▸ **Work to be completed**:
Your answer must be every line of the data below that holds the string "issues", copied exactly.

○ ○ ○ ○ ○

Issue #3635, opened 2019-02-10
Wrong colors in tray with some programs


gnidorah:
Last checked with `sway version 1.0-rc2`

KSNI applications have wrong colored icons in tray.

Demo program: https://github.com/gnidorah/ksni-tray-demo
Another example is a `kleopatra` application.

Screenshots:
i3
![screenshot_20190211_201920](https://user-images.githubusercontent.com/12064730/52581145-08607c80-2e3b-11e9-8ab6-7bbf0c004c1a.png)
sway 1.0-rc2
![1](https://user-images.githubusercontent.com/12064730/52581153-10202100-2e3b-11e9-867e-f9c605112030.png)
sway 0.15.2 doesn't have issues with colors. Perhaps we could just reuse its code?
![2019-02-13-195254_swaygrab](https://user-images.githubusercontent.com/12064730/52728917-35db3080-2fc9-11e9-9791-07716d3754c1.png)

Log:
```
2019-02-11 20:57:04 - [swaybar/tray/item.c:152] org.kde.StatusNotifierItem-18160-1/StatusNotifierItem IconName = 'kleopatra'
2019-02-11 20:57:04 - [swaybar/tray/item.c:75] org.kde.StatusNotifierItem-18160-1/StatusNotifierItem IconPixmap: found icon w:128 h:128
2019-02-11 20:57:04 - [swaybar/tray/item.c:75] org.kde.StatusNotifierItem-18160-1/StatusNotifierItem IconPixmap: found icon w:96 h:96
2019-02-11 20:57:04 - [swaybar/tray/item.c:75] org.kde.StatusNotifierItem-18160-1/StatusNotifierItem IconPixmap: found icon w:64 h:64
2019-02-11 20:57:04 - [swaybar/tray/item.c:75] org.kde.StatusNotifierItem-18160-1/StatusNotifierItem IconPixmap: found icon w:44 h:44
2019-02-11 20:57:04 - [swaybar/tray/item.c:75] org.kde.StatusNotifierItem-18160-1/StatusNotifierItem IconPixmap: found icon w:32 h:32
2019-02-11 20:57:04 - [swaybar/tray/item.c:75] org.kde.StatusNotifierItem-18160-1/StatusNotifierItem IconPixmap: found icon w:256 h:256
2019-02-11 20:57:04 - [swaybar/tray/item.c:96] org.kde.StatusNotifierItem-18160-1/StatusNotifierItem IconPixmap no. of icons = 6
```

[...]

PR #3794, opened 2019-02-28
tray: fix pixmap colors

ianyfan:
by converting from network byte order to host byte order

Fixes https://github.com/swaywm/sway/issues/3635


gnidorah:
@ianyfan Works fine for me. Thank you much!

emersion:
Thanks!

PR #3798, opened 2019-02-28
seat: don't send button release when not pressed

emersion:
All seat operations except "down" eat the button pressed event and don't send
it to clients. Thus, when ending such seat operations we shouldn't send the
button released event.

This commit moves the logic used to send pressed/released into the "down"
operation.

Related to https://github.com/swaywm/wlroots/pull/1586


RedSoxFan:
Thanks!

○ ○ ○ ○ ○

▸ **Output**:
sway 0.15.2 doesn't have issues with colors. Perhaps we could just reuse its code?
Fixes https://github.com/swaywm/sway/issues/3635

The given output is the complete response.